In the North only a small minority argued for abolition, while in the South an equally small minority advocated the unrestrained growth of a slave empire, but as is so often the case, the extremists on both sides soon began to dominate, then to define the argument. The notion that the Negro might be freed and made the equal of the white man was hardly more popular in the North than in the South, and what was to be done with the slaves in the event that slavery could be ended (if possible by gradual, peaceful means, with the slave owners compensated) remained a vexatious if academic question in American politics. The idea of repatriating the slaves to Africa was eventually responsible for the creation of Liberia, and the somewhat more practical idea of settling the slaves in a state or territory of their own was often discussed, but without much conviction or energy.
The fight over the annexation of Texas brought the slavery issue once again into sharp focus as the great national political divide, to the discomfort of many, but the matter was sealed when the Texans shrewdly set in motion negotiations in London to make the Republic of Texas part of the British Empire.
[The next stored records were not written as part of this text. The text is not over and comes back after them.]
PR #343, opened 2023-03-16
GEN-2119: integrate aura vaults

fedealconada:
## Motivation

Integrate Aura vaults to Sense Finance

## Solution

To integrate Aura we have to work on 2 limitations:
- Even though the vaults are ERC4626, the asset:share **ratio is always 1:1**, so we can’t really use them as they are.
- The vaults shares are **non-transferrable** (they have `transfer` and `transferFrom` overridden so they always revert.

The proposed solution is to:
- create an `AuraVaultWrapper` which wraps an Aura vault: this way, we will bypass the `transfer`/`transferFrom` restriction.
    - set this wrapper as our `target` which represents 1:1 the Aura vault share. It will contain all Sense's users Aura tokens of a particular vault, representing a big position and each user will have a share of it.
    - the underlying of this wrapper will be the base asset of the Balancer pool (e.g for `auraB-rETH-WETH-STABLE-vault`, whose Balancer pool is `B-rETH-WETH` the underlying will be `WETH`.
- for the exchange rate (scale value), we will use the `getRate()` function from the Balancer pool which: *returns the appreciation of one BPT relative to the underlying tokens*

We will then create an `AuraAdapter` whose target is a wrapped Aura vault and its underlying is the base asset of the balancer pool that underlies the Aura vault. 

### Wrap/Unwrap
TODO: join/exit
TODO: deposit with BPT

### Rewards

`AuraAdapter` will inherit from Crops since it will be receiving `BAL` and `AURA` rewards. When rewards are distributed by Aura, they will go to where the Aura position is held, which is the wrapper contract. 

It will also override the `_claimRewards` function to be able to claim rewards on behalf of the wrapper (which is who maintains the aura vault position) and also to be able to extract those rewards (from the wrapper to the adapter). This is possible because `AuraVaultWrapper` inherits the `ExtractableReward`.

### Aura yield mechanism 
_from Aura's Discord_

Basically, each day Aura pools get harvested (by arbers who get a small portion of the fees). When harvested, all the unclaimed `BAL` is claimed, `AURA` is minted based on claimed `BAL` (aura minted per bal formula on Aura docs), fees are taken for auraBAL.
The remaining rewards are then built into a queue(or buffer) that pays out the earned BAL + minted aura less fees over a 7 day period at an even rate per block.
This means that the current yield on AURA is made up of 1/7th of each of the last 7 days of deposits. If everyone deposits on day 0, and no one deposits or withdraws for 7 days, than the projected and actual yields should match.  If more capital has left the pool than joined over the last 7 days, the current yield should be above projected, and if capital is joining the pool every day, the current will remain below the projected until inflows taper off.

## Implementer Checklist


jparklev (commented):
Nice, need to review the wrapper in more detail, but teh adapter is looking good so far to me (other than vestige comments and things)!

pkg/core/src/tests/adapters/AuraAdapter.tm.sol
```diff
@@ -434,4 +469,33 @@ contract AuraAdapters is AuraAdapterTestHelper {
...
+        // load wallet
+        deal(s, address(this), sSize);
+        deal(t, address(this), 10**tDecimals);
+
+        // roll 1st series
+        rlv.roll();
+        console.log("- First series sucessfully rolled!");
+
+        // check we can deposit
+        rlv.deposit(5 * 1**tDecimals, address(this)); // deposit 1 target
```
jparklev: 5 target? and should it be `10**tDecimals`?

pkg/core/src/adapters/abstract/extensions/Crops.sol
```diff
@@ -107,6 +107,8 @@ abstract contract Crops is Trust {
         }
     }
 
+    // TODO: should we remove the reconcile?
```
jparklev: Could u expand on this?

pkg/deployments/hardhat.config.js
```diff
@@ -113,7 +113,7 @@ module.exports = {
         settings: {
           optimizer: {
             enabled: true,
-            runs: process.env.SIM === "true" ? 100 : 100,
+            runs: process.env.SIM === "true" ? 100 : 500,
```
jparklev: I wonder if we still need this distinction? (ie maybe we could always use the same # of runs)

pkg/core/src/tests/adapters/AuraAdapter.tm.sol
```diff
@@ -0,0 +1,531 @@
...
+
+    function testMainnetAuraAdapterScale() public {
+        uint256 aTokenUnderlying = _getRate();
+        assertEq(adapter.scale(), aTokenUnderlying);
+    }
+
+    function testMainnetAuraAdapterPriceFeedIsValid() public {
+        // Check last updated timestamp is less than 1 hour old
+        (address oracle, , , , , , , ) = adapter.adapterParams();
+        (, int256 ethPrice, , uint256 ethUpdatedAt, ) = PriceOracleLike(oracle).latestRoundData(); // ETH:USD
```
jparklev: We don't need this test for ETH underlying assets, right?

pkg/core/src/adapters/implementations/aura/AuraVaultWrapper.sol
```diff
@@ -0,0 +1,296 @@
...
+        request = IVault.ExitPoolRequest(poolAssets, minAmountsOut, userData, false);
+    }
+
+    /// @dev should be overriden if and only if BPT is one of the pool tokens
+    function _getBPTIndex() internal view virtual returns (uint256) {
+        return type(uint256).max;
+    }
+
+    /// @notice return index of the element if found, else return uint256.max
+    function find(IAsset[] memory array, address element) internal pure returns (uint256 index) {
```
jparklev, line 254: Feels like this should be in a library?

pkg/core/src/adapters/implementations/aura/AuraVaultWrapper.sol
```diff
@@ -0,0 +1,296 @@
...
+
+        // must drop BPT index as well
+        exitTokenIndex = _getBPTIndex() < exitTokenIndex ? exitTokenIndex - 1 : exitTokenIndex;
+        // 0 = EXACT_BPT_IN_FOR_ONE_TOKEN_OUT
+        bytes memory userData = abi.encode(0, lpAmt, exitTokenIndex);
+
+        request = IVault.ExitPoolRequest(poolAssets, minAmountsOut, userData, false);
+    }
+
+    /// @dev should be overriden if and only if BPT is one of the pool tokens
```
jparklev, line 248: can that happen 🙀

pkg/core/src/adapters/implementations/aura/AuraVaultWrapper.sol
```diff
@@ -0,0 +1,296 @@
...
+
+    function _assembleExitRequest(uint256 lpAmt) internal view virtual returns (IVault.ExitPoolRequest memory request) {
+        uint256[] memory minAmountsOut = new uint256[](poolAssets.length);
+
+        // encode user data
+        uint256 exitTokenIndex = find(poolAssets, address(asset));
+
+        // must drop BPT index as well
+        exitTokenIndex = _getBPTIndex() < exitTokenIndex ? exitTokenIndex - 1 : exitTokenIndex;
+        // 0 = EXACT_BPT_IN_FOR_ONE_TOKEN_OUT
```
jparklev: Maybe have this as a constant?

pkg/core/src/tests/adapters/AuraAdapter.tm.sol
```diff
@@ -0,0 +1,531 @@
...
+        divider.initSeries(address(oAdapter), maturity, msg.sender);
+
+        // Mint some stake to sponsor Series
+        deal(AddressBook.DAI, divider.periphery(), STAKE_SIZE);
+
+        // Periphery approves divider to pull stake to sponsor series
+        vm.prank(divider.periphery());
+        ERC20(AddressBook.DAI).approve(address(divider), STAKE_SIZE);
+
+        // Open can open sponsor window
```
jparklev:
```suggestion
        // Opener can open sponsor window
```

pkg/core/src/tests/adapters/AuraAdapter.tm.sol
```diff
@@ -0,0 +1,531 @@
...
+        // Approvals
+        underlying.approve(address(adapter), type(uint256).max);
+        target.approve(address(adapter), type(uint256).max);
+
+        // Full cycle
+        adapter.unwrapTarget(adapter.wrapUnderlying(wrapAmt));
+
+        uint256 postbal = underlying.balanceOf(address(this));
+
+        // NOTE: we can't expect that prebal == postbal because when we do a `wrapUnderlying` we are
```
jparklev, line 390: Should we expect them within a certain percentage of each other?

pkg/core/src/tests/adapters/AuraAdapter.tm.sol
```diff
@@ -0,0 +1,531 @@
...
+            sender: receiver,
+            fromInternalBalance: false,
+            recipient: receiver,
+            toInternalBalance: false
+        });
+
+        amountOut = balancerVault.swap(request, funds, minAccepted, type(uint256).max);
+    }
+
+    function _increaseScale() internal {
```
jparklev: Nice, this seems like a good way to do it. Would this work for a smaller swap as well?

pkg/core/src/tests/adapters/AuraAdapter.tm.sol
jparklev, line 1: ooh i can comment on a file now. ty github

pkg/core/src/tests/adapters/AuraAdapter.tm.sol
```diff
@@ -0,0 +1,531 @@
...
+// Test references
+import { AddressBook } from "@sense-finance/v1-utils/addresses/AddressBook.sol";
+import { Constants } from "../test-helpers/Constants.sol";
+import { DateTimeFull } from "../test-helpers/DateTimeFull.sol";
+import { ForkTest } from "@sense-finance/v1-core/tests/test-helpers/ForkTest.sol";
+import { MockFactory } from "../test-helpers/mocks/MockFactory.sol";
+
+import "hardhat/console.sol";
+
+// AURA: HOW YIELD WORKS?
```
jparklev, line 36: 😵 thanks for this writeup, i think i'm like 75% of the way there on this mechanism

pkg/core/src/adapters/implementations/aura/AuraAdapter.sol
```diff
@@ -0,0 +1,128 @@
...
+        bool join
+    ) public override(BaseAdapter, Crops) {
+        super.notify(_usr, amt, join);
+    }
+
+    function _claimRewards() internal override {
+        address aToken = address(AuraVaultWrapper(target).aToken());
+        uint256 extraRewardsLen = IRewards(aToken).extraRewardsLength();
+        if (extraRewardsLen == 0) {
+            IRewards(aToken).getReward(address(target), false);
```
jparklev, line 107: We can do `false` here because we know there are no extra rewards – and this will save gas (which would otherwise be spent looping through an empty list in the `getReward` functions). Is that all correct?

pkg/core/src/adapters/implementations/aura/AuraVaultWrapper.sol
```diff
@@ -0,0 +1,296 @@
...
+    function depositFromBPT(uint256 bptIn, address receiver) external returns (uint256 shares) {
+        // transfer BPT from user to here
+        ERC20(address(pool)).safeTransferFrom(msg.sender, address(this), bptIn);
+
+        _mint(receiver, bptIn);
+
+        // lock BPT into Aura Vault
+        auraBooster.deposit(auraPID, bptIn, true);
+
+        //TODO: modify event for DepositFromBPT
```
jparklev: Or a new event?

pkg/core/src/adapters/implementations/aura/AuraVaultWrapper.sol
```diff
@@ -0,0 +1,296 @@
...
+
+        bptOut = aToken.withdraw(shares, address(this), address(this));
+
+        ERC20(address(pool)).safeTransfer(receiver, bptOut);
+    }
+
+    /* ========== ExtractableReward overrides ========== */
+
+    function _isValid(address _token) internal virtual override returns (bool) {
+        return (_token != address(aToken)); // TODO: aToken is anyways non-transferable, maybe this check is not needed?
```
jparklev: Will that always be the case? If so then I agree

pkg/core/src/adapters/implementations/aura/AuraVaultWrapper.sol
```diff
@@ -0,0 +1,296 @@
...
+        // max amounts in
+        uint256 amountsLength = _getBPTIndex() < type(uint256).max ? poolAssets.length - 1 : poolAssets.length;
+
+        uint256[] memory amountsIn = new uint256[](amountsLength);
+        uint256 index = find(poolAssets, address(asset)); // find index of underlying
+        // uint256 indexSkipBPT = index > _getBPTIndex() ? index - 1 : index;
+        amountsIn[index] = amt;
+
+        // encode user data
+        uint256 minBptOut = 0; // TODO: fine to be 0?
```
jparklev: This should be fine as long as users are using the peripheries, which have slippage protection built-in

pkg/core/src/adapters/implementations/aura/AuraVaultWrapper.sol
```diff
@@ -0,0 +1,296 @@
...
+        request = IVault.JoinPoolRequest({
+            assets: poolAssets,
+            maxAmountsIn: amountsIn,
+            userData: userData,
+            fromInternalBalance: false
+        });
+    }
+
+    function _redeemFromBalancer(uint256 lpAmt) internal virtual returns (uint256) {
+        uint256 balanceBefore = asset.balanceOf(address(this));
```
jparklev, line 225: Are we expecting tokens to be sitting in this contract?

jparklev (commented):
Man, this one was pretty non-trivial (where's the meme of alan showing you the portal with both of you crying hehe). But good job here, seems like we're quite close. I saw a few ToDos still, and I had a few questions, but it was mostly small things – think we're looking good overall

pkg/core/src/adapters/abstract/extensions/Crops.sol
fedealconada: nvm, i thought for a moment that the reconcile was linked to that bug Space had the we then fixed, but it had nothing to do with it

pkg/deployments/hardhat.config.js
fedealconada: agree

pkg/core/src/tests/adapters/AuraAdapter.tm.sol
fedealconada: right! we don't, i'll remove it

pkg/core/src/adapters/implementations/aura/AuraVaultWrapper.sol
fedealconada: i took this from a Pendle library actually, but since it was only one method we are using, i've added it here. I've just made a gas diff between moving that to a library vs leaving it as it is and, by little, but seems like the latter is more gas efficient 🤷🏼‍♂️
image

pkg/core/src/adapters/implementations/aura/AuraVaultWrapper.sol
fedealconada: i actually didn't know, but saw this message in one of Pendle's contract. I don't think we will have that use case but wanted to leave it there just in case we then re-use this contract to wrap some other aura vault that somehow has that condition...

pkg/core/src/tests/adapters/AuraAdapter.tm.sol
fedealconada: yes! do you want me somehow to change the _increaseScale to receive a param that determines the size of the swap?

pkg/core/src/tests/adapters/AuraAdapter.tm.sol
fedealconada: i got that from their Discord and found it useful as a summary of how yield works

pkg/core/src/adapters/implementations/aura/AuraAdapter.sol
fedealconada: exactly that

pkg/core/src/adapters/implementations/aura/AuraVaultWrapper.sol
fedealconada: yeah lol, that's what i meant actually, adding it now

fedealconada: waht do you think if this method does not return anything? since we now it's the ratio is always 1:1 it's obvious that the return value is the same as `bptIn`

fedealconada: same for `withdrawToBPT`

pkg/core/src/adapters/implementations/aura/AuraVaultWrapper.sol
fedealconada: seems like! https://github.com/aurafinance/convex-platform/blob/lite/contracts/contracts/BaseRewardPool4626.sol#L253

pkg/core/src/adapters/implementations/aura/AuraVaultWrapper.sol
fedealconada: right, but if they call directly either the wrapper or the adapter, you're not protected against slippage...

pkg/core/src/adapters/implementations/aura/AuraVaultWrapper.sol
fedealconada: yes, the big aura position will be sitting in this contract while rewards, when collected (e.g `notify()`), are transferred to this contract but immediately (on the same tx) extracted to the adapter

pkg/core/src/adapters/implementations/aura/AuraVaultWrapper.sol
jparklev: Ahh got it. Yea, since it's only one thing + it's cheaper + contract size isn't a big issue, I think it's fine as is 👍

pkg/core/src/adapters/implementations/aura/AuraVaultWrapper.sol
jparklev: OK, cool. Yea, don't think we will run into this, then, but doesn't hurt

pkg/core/src/tests/adapters/AuraAdapter.tm.sol
jparklev: I don't think you need to unless you think it'd be good to test with different values more particular to each test(?) Just wanted to make sure our assumptions held for even very minor increases in scale (assuming scale still increases for v small swaps)

pkg/core/src/adapters/implementations/aura/AuraVaultWrapper.sol
jparklev: Yes, since this is an out-of-spec function anyway, I think that's fine 👌 (is there a return value from `auraBooster.deposit`?)

pkg/core/src/adapters/implementations/aura/AuraVaultWrapper.sol
jparklev: Will that ever be required? I know it's the same with the RLV, so we just always encourage ppl to use the Periphery, since there's no need to use the RLV directly

pkg/core/src/tests/adapters/AuraAdapter.tm.sol
```diff
@@ -0,0 +1,539 @@
...
+        _issue(address(adapter), maturity, tBal);
+
+        uint256 scale = adapter.scale(); // current scale
+
+        // roll to period finish
+        vm.warp(IRewards(address(target.aToken())).periodFinish() + 100);
+
+        // distribute rewards
+        uint256 AURA_PID = 15; // 15 is the aura PID
+        IBooster(AddressBook.AURA_BOOSTER).earmarkRewards(AURA_PID);
```
abylaw, line 418: could we check whether the reward amount is proportional to the amount of `target` the user is holding?

pkg/core/src/tests/adapters/AuraAdapter.tm.sol
```diff
@@ -0,0 +1,539 @@
...
+        ERC20(AddressBook.B_RETH_STABLE).approve(address(target), bptAmt);
+
+        // deposit from BPTs (converts BPTs into wrapped token)
+        vm.expectEmit(true, true, true, true);
+        emit DepositFromBPT(address(this), address(this), bptAmt);
+
+        target.depositFromBPT(bptAmt, address(this));
+        assertEq(target.balanceOf(address(this)), bptAmt);
+        assertEq(ERC20(AddressBook.B_RETH_STABLE).balanceOf(address(this)), 0);
+
```
abylaw, line 610: it'd be nice to add tests to check that BPT have been deposited into the Aura Booster and the Wrapper now holds aura tokens? (as well as checking balances on withdraw)

abylaw (approved):
lgtm~ some suggestions for more complete tests!

pkg/core/src/tests/adapters/AuraAdapter.tm.sol
fedealconada: added!

pkg/core/src/tests/adapters/AuraAdapter.tm.sol
fedealconada: i can quickly add it!

pkg/core/src/adapters/implementations/aura/AuraVaultWrapper.sol
fedealconada: it returns a boolean indicating whether the deposit succeeded or not which, actually, i could add to check everything went well

pkg/core/src/adapters/implementations/aura/AuraVaultWrapper.sol
fedealconada: nope, not required

pkg/core/src/tests/adapters/AuraAdapter.tm.sol
fedealconada: yes!

pkg/deployments/tasks/20230321-aura/index.js
```diff
@@ -0,0 +1,284 @@
...
+      console.log("\n-------------------------------------------------------");
+      await verifyOnEtherscan("AuraVaultWrapper");
+    }
+
+    console.log(`AuraVaultWrapper deployed to ${targetAddress}\n`);
+    return new ethers.Contract(targetAddress, abi, deployerSigner);
+  };
+
+  const _deployRLV = async (adapter, rlvFactory) => {
+    // TODO: we don't need a rewards distributor for this RLV, right?
```
jparklev: Yes! Is there a reason we wouldn't?

jparklev (approved):
Other than the script TODO, recent changes LGTM (in addition to @abylaw's comments ✨ )

pkg/deployments/tasks/20230321-aura/index.js
fedealconada: I've added this but I've realised that we can't have multiple rewards distributor on one RLV, right? So i've created a `MultiRewardsDistributor.sol`, mind taking a look at it? or is there any other alternative? @jparklev cc @abylaw

pkg/core/src/external/MultiRewardsDistributor.sol
```diff
@@ -0,0 +1,112 @@
...
+    /// @param _account The address of the claimer.
+    /// @param _claimable The overall claimable amount of token rewards.
+    /// @param _proof The merkle proof that validates this claim.
+    function claim(
+        ERC20 _reward,
+        address _account,
+        uint256 _claimable,
+        bytes32[] calldata _proof
+    ) external {
+        bytes32 candidateRoot = MerkleProof.processProof(_proof, keccak256(abi.encodePacked(_account, _claimable)));
```
jparklev: I think the `_reward` token should be in the `keccack` here, right? Otherwise the `claimable` balance isn't associated with any token in particular, and a user could claim some `claimable` balance for any of the tokens? Or am I missing smtg?

jparklev (commented):
Just one question on the `claim` logic

pkg/deployments/tasks/20230321-aura/index.js
jparklev: Another option is to have the `recipient` address be some contract that can only move tokens to multiple independent reward distributors (e.g. it has functions like `moveAura` that moves all of the aura tokens in the contract to an aura rd).

However, having a single multi is better overall IMO

pkg/core/src/external/MultiRewardsDistributor.sol
fedealconada: ohhh, good catch! yes indeed!

jparklev (approved):

pkg/core/src/adapters/implementations/aura/AuraAdapter.sol
```diff
@@ -13,6 +13,7 @@ import { Crops } from "../../abstract/extensions/Crops.sol";
 import { Errors } from "@sense-finance/v1-utils/libs/Errors.sol";
 import { ExtractableReward } from "../../abstract/extensions/ExtractableReward.sol";
 import { FixedMath } from "../../../external/FixedMath.sol";
+import "hardhat/console.sol";
```
jparklev, line 16: leftover?

pkg/core/src/tests/adapters/AuraAdapter.tm.sol
```diff
@@ -300,17 +301,20 @@ contract AuraAdapters is AuraAdapterTestHelper {
     }
 
     function testMainnetGetUnderlyingPrice() public {
-        assertEq(adapter.getUnderlyingPrice(), 1e18);
+        (, int256 rethPrice, , , ) = PriceOracleLike(RETH_ETH_PRICEFEED).latestRoundData();
+        // within 1%
+        uint256 rETHPrice = adapter.getUnderlyingPrice();
+        assertApproxEqAbs(rETHPrice, uint256(rethPrice), rETHPrice.fmul(0.050e18));
```
jparklev: This variable naming confused me for a sec! maybe `rETHPriceAdapter`?

pkg/core/src/external/ComposableStablePreview.sol
```diff
@@ -0,0 +1,543 @@
...
+    using ComposableStableMath for uint256;
+    using StablePoolUserData for bytes;
+    using FixedPoint for uint256;
+
+    struct ImmutableData {
+        address[] poolTokens;
+        address[] rateProviders;
+        uint256[] rawScalingFactors;
+        bool[] isExemptFromYieldProtocolFee;
+        //
```
jparklev: comment here?

pkg/core/src/adapters/implementations/aura/AuraVaultWrapper.sol
```diff
@@ -250,15 +263,25 @@ contract AuraVaultWrapper is ERC4626, ExtractableReward {
...
+        res.LP = address(pool);
+        res.noTokensExempt = NO_TOKENS_EXEMPT;
+        res.allTokensExempt = ALL_TOKENS_EXEMPT;
+        res.bptIndex = BPT_INDEX;
+        res.totalTokens = res.poolTokens.length;
 
         return abi.encode(res);
     }
 
+    function _getExemption() internal view virtual returns (bool[] memory res) {
```
jparklev: unused?

pkg/core/src/adapters/implementations/aura/AuraVaultWrapper.sol
```diff
@@ -193,16 +204,18 @@ contract AuraVaultWrapper is ERC4626, ExtractableReward {
         uint256 amountsLength = _getBPTIndex() < type(uint256).max ? poolAssets.length - 1 : poolAssets.length;
 
         uint256[] memory amountsIn = new uint256[](amountsLength);
+        uint256[] memory maxAmountsIn = new uint256[](poolAssets.length);
         uint256 index = find(poolAssets, address(asset)); // find index of underlying
-        amountsIn[index] = amt;
+        uint256 indexSkipBPT = index > _getBPTIndex() ? index - 1 : index;
```
jparklev, line 209: I'm not sure I understand why `maxAmountsIn` and `amountsIn` would use a different index, but must just be something I don't understand about this pool type

jparklev (approved):
Other than a few small comments, these updates look good to me. I don't have a full understanding of this pool type yet though, so i'd rely on extra testing to improve confidence. What are your thoughts on adding some of our basic 4626 tests, or at least the ones relevant to the functions implemented, to the vault wrapper?

And maybe adding something like our `testScaleIsExRate` test (we have for our 4626 adapter) to the `AuraAdapter` suite as well?

pkg/core/src/adapters/implementations/aura/AuraAdapter.sol
fedealconada: lol, yeah

fedealconada:
> Other than a few small comments, these updates look good to me. I don't have a full understanding of this pool type yet though, so i'd rely on extra testing to improve confidence. What are your thoughts on adding some of our basic 4626 tests, or at least the ones relevant to the functions implemented, to the vault wrapper?
> 
> And maybe adding something like our `testScaleIsExRate` test (we have for our 4626 adapter) to the `AuraAdapter` suite as well?

yeah, that sounds reasonable!

pkg/core/src/tests/adapters/AuraAdapter.tm.sol
fedealconada: hm... i don't know, it;s the price of the underlying, the underlying is `rETH`, then `rETHPrice` makes sense to me, am i missing anything? i don't mind if it's `rETHPriceAdapter` though

pkg/core/src/external/ComposableStablePreview.sol
fedealconada: no comments xD

pkg/core/src/tests/adapters/AuraAdapter.tm.sol
jparklev: Oh, just that `rETHPrice` and `rethPrice` are very similar

fedealconada: ohhhh, trueeee

fedealconada:
> > Other than a few small comments, these updates look good to me. I don't have a full understanding of this pool type yet though, so i'd rely on extra testing to improve confidence. What are your thoughts on adding some of our basic 4626 tests, or at least the ones relevant to the functions implemented, to the vault wrapper?
> > And maybe adding something like our `testScaleIsExRate` test (we have for our 4626 adapter) to the `AuraAdapter` suite as well?
> 
> yeah, that sounds reasonable!

pushed this!

pkg/core/src/tests/adapters/ERC4626Adapter.tm.sol
```diff
@@ -310,6 +326,14 @@ contract ERC4626Adapters is ForkTest {
             return;
         }
 
+        if (
+            keccak256(abi.encodePacked(target.symbol())) ==
+            keccak256(abi.encodePacked("w-aurawstETH-rETH-sfrxETH-BPT-vault"))
+        ) {
+            IAuraAdapterTestHelper(msg.sender).increaseScale(uint64(amt));
```
jparklev: Who is `msg.sender` in this case, if this is being called from within this contract? (presumably whoever is calling the external test function, which, is that the test runner itself?)

pkg/core/src/tests/adapters/AuraAdapter.tm.sol
```diff
@@ -629,7 +628,10 @@ contract AuraAdapters is AuraAdapterTestHelper {
 
     // override testMainnetWrapUnwrap to avoid swapping very small amounts on balancer
     function testMainnetWrapUnwrap(uint256 wrapAmt) public override {
-        vm.assume(wrapAmt > 1e6);
+        vm.assume(wrapAmt > 1e10);
+        if (wrapAmt < 1e10) {
```
jparklev: If we have the `assume`, we don't need this extra check, right?

jparklev (approved):
Question about how `_increaseVaultYield` works, but overall the recent commits LGTM

pkg/core/src/tests/adapters/AuraAdapter.tm.sol
fedealconada: no haha, this is me just trying to debug why the build is failing... but will remove when i work this out

pkg/core/src/tests/adapters/ERC4626Adapter.tm.sol
fedealconada: this is actually a vestige from when I added this tests differently. It can be removed!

Even staunch nonannexationists were startled and dismayed at the prospect of the British Empire reappearing on North American soil. This threat was one of the many factors that led to proannexationist James K. Polk’s victory in the presidential election of 1844, and to the subsequent annexation of Texas (which succeeded only by the skin of its teeth). Polk and the Southerners—not to speak of the Texans themselves, once they had joined the Union—had a greater ambition, however, which was to seize as much Mexican territory as they could, at least everything north of the Rio Grande. The unsettled dispute over the southern
border of Texas, which had festered from the very beginning of the Texas Republic as a sore point between the Texans and Mexico, seemed tailor-made as a cause for war, if only the Mexicans could be provoked into beginning it. The Mexicans claimed that their border with Texas was on the Nueces River, while the Texans (and now the United States) argued that it was on the Rio Grande—a difference of about 120 miles. It was not much as a cause for war, but it was enough. Polk moved U.S. forces into the disputed region, calculating that their presence there would sooner or later provoke Mexico to fight.
The maneuverings that were to lead to the Mexican War were the background against which Ulysses and Julia’s engagement took place, meaning that during a great part of that time he was absent, as the Fourth Infantry was moved first to Nachitoches for a year, on the western edge of Louisiana, close to Texas, and then, via New Orleans, to Corpus Christi, Texas, a small part of a military show that was intended to overbear the Mexicans, and impress them with the might and the serious intentions of the United States. Grant was an unenthusiastic bit player in this drama—he was no friend to slavery, he disliked the idea of using the army to provoke the Mexicans into a war they would lose, and he had no great desire to fight Mexicans or anybody else. On top of which duty kept him separated from Julia, and from pressing Colonel Dent to agree to an earlier marriage.